[Records drawn from a dataset]
══════════════════════════════

PR #88, opened 2023-12-27
Cleanup services implementation

Yadunund:
This PR fixes
* zenoh panicing when client callback executes
* symbol error when destroying server
* memory allocation and leaks


francocipollone:
Thanks! :rocket:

══════════════════════════════

What is expected ::
Repeat only the stretch of lines starting at the one containing "This PR fixes" and running to the final line of the entries above.

Solution ::
This PR fixes
* zenoh panicing when client callback executes
* symbol error when destroying server
* memory allocation and leaks


francocipollone:
Thanks! :rocket:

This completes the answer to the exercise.